Mutual funds tarnished
By Rachel Beck
Associated Press
NEW YORK Maybe it was too good to be true. The mutual funds were supposed to be the good guys of the investment world, immune from the scandals that rocked Wall Street and corporate America.
Alas, reputations can only hide wrongdoing, not prevent it.
It now appears that mutual fund companies participated in their own share of dirty dealings, which particularly hurt ordinary investors.
Sure, funds marketed themselves as having their interests aligned with their shareholders. But as it turns out, some weren't treating all investors the same when they gave significant trading privileges to certain shareholders who were then able to line their pockets with earnings at the expense of others.
"Mutual fund, as the name suggests, is supposed to mean that all investors are in there equally together, and that apparently wasn't always true," said Russ Kinnel, director of fund analysis at fund-tracker Morningstar.
Not every fund company is embroiled in this mess, but the investigation seems to be growing every week, and many of the best-known firms including Janus and Bank of America are now connected to it in some way or another.

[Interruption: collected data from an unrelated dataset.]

PR #2385, opened 2020-09-10
PoC: mechanism for child areas to emit an event to their parent area

boutell:
This contains a PoC demo, so it makes sense to get two approvals, but not to merge it directly. Once approved, Stuart should merge it into his branch in progress that requires the functionality, implement `onChildAreaEvent` for real, and then remove the PoC test button etc.

Stuart is familiar with this, but for Bea's benefit:

## The problem

When editing, Stu needs to emit events from a nested child area to its parent area.

Normal Vue events will not work because an AposAreaEditor does not render the entire DOM of its contents.

To review: the widgets inside get rendered by Apostrophe via AJAX calls, for 100% faithfulness to what you get when logged out. Then additional, totally independent AposAreaEditor instances are created to manage any sub-areas that turn out to be in those widgets. This part isn't new.

So we need an elegant way to bridge the gap.

## The solution

Let's say AposAreaEditor wants to tell its parent that it took the focus.

`AposAreaEditor` may now call `this.emitToParentArea('focus')`.

In the **parent** AposAreaEditor, `onChildAreaEvent` will now be called, with these arguments:

`(childArea, inWidget, 'focus')`

**Implementing that function so it does something for each event name is up to Stuart.** The current implementation just logs to show you it's working, and working only in the immediate parent area, not all the areas in the page.

## Passing extra arguments

You can pass more arguments to `emitToParentArea`. If you do, they will all show up at the end of the arguments list of `onChildAreaEvent`. Since there could be different events with different requirements, I'd probably leave that as `...args` to catch them all in an array.

## Can't we just emit events to the parent somehow as if they were normal events arriving in the parent?

In other words: "why do we need onChildAreaEvent?" I looked but couldn't find a way to get a component to emit an event *to itself*, as opposed to its parent, which is what would have to happen for that to work.

## Can we register nice event handlers by name somehow, rather than if/else if/else in onChildAreaEvent?

We could, but I'm pretty sure the number of events is going to be rather small, and I didn't want to drag along a boatload of code for this feature if I'm overthinking it.

## Implementation notes

The implementation relies on the Apostrophe event bus, then uses `apos.util.closest` to figure out if this area is the right one to receive the event and to identify the widget in which the area was nested.

## How do I test this?

a3-demo includes two-column areas, so add one of those to the home page, then try the "emit demo event" button in the left or right child area. You should get logging for one (1) parent area, plus some messages from areas that saw it wasn't their business and ignored it.

### DIFF
--- a/modules/@apostrophecms/area/ui/apos/components/AposAreaEditor.vue
+++ b/modules/@apostrophecms/area/ui/apos/components/AposAreaEditor.vue
@@ -1,5 +1,6 @@
 <template>
-  <div class="apos-area">
+  <div data-apos-area class="apos-area">
+    <button @click="emitToParentArea('test', { data: 5 })">Emit Demo Event</button>
     <AposAreaMenu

Funds, of course, never could guarantee positive returns, but investors thought their diverse holdings were a safer bet at a time when corporate executives had been caught manipulating earnings, and analysts were discovered having issued overly bullish research so that their firms could win lucrative investment banking business.
Fund managers, it was long thought, want to do well with their stock picking to increase the value of their portfolios, a boon not just to investors' pocketbooks but also to the funds' own fee income.
But it seems that some may have let their own interests supersede those of ordinary investors.
That's the gist of the case now being pursued by state and federal securities regulators, who are investigating whether mutual funds gave special trading privileges to hedge funds and other large investors at the expense of other shareholders. In some cases, those privileges were permitted in return for making substantial investments in the funds.
Two issues are under review. One is called "market timing," which allows savvy traders to take advantage of the time differences between the closing of U.S. markets and those overseas. It can also involve short-term, "in and out" trading.
While market timing is largely legal, many funds prohibit the practice. For that reason, the Securities and Exchange Commission considers violations of those policies fraud against other shareholders.
The other is called "late trading," which involves purchasing mutual fund shares at the 4 p.m. price well after the market closes a practice which New York Attorney General Eliot Spitzer has deemed equivalent to "betting on a horse race after the horses have crossed the finish line." Late trading is illegal.
Such arrangements allow the investor to cash in on after-hours news ahead of other investors, who at that hour would be forced to chance buying at the next day's closing price. Mutual funds are priced just once a day.
That exploitation of changes in prices can hurt other fund shareholders, especially those holding on for the long term, by diluting the value of their shares.
So far, more than a dozen mutual funds are under investigation, and a handful of employees have pleaded guilty, been charged or have settled with regulators.
Bank of America said earlier this month that it would set aside $100 million to pay for legal fees and other scandal-related expenses, including a restitution fund for investors. Janus said it will pay investors about $1 million in management fees that it earned on the money from the often-trading hedge funds.
Still, investors aren't taking this mess lightly. With memories of other scandals fresh in their minds, they aren't taking chances by keeping their money in some of these funds.
In September alone, about $7.9 billion was withdrawn from funds run by Janus, Bank of America, Banc One and Strong Capital Management, the companies named in Spitzer's investigation, according to mutual-fund tracker Lipper.
"Trust is built slowly and can be dashed in an instant," Lipper said in its latest report on fund flows.
The good news is that it may be tough for such trouble to happen again. Now that the scandal has made headlines, fund companies are implementing better controls, and the SEC is considering new rules.
Whether that can do anything to woo investors back to certain funds remains to be seen.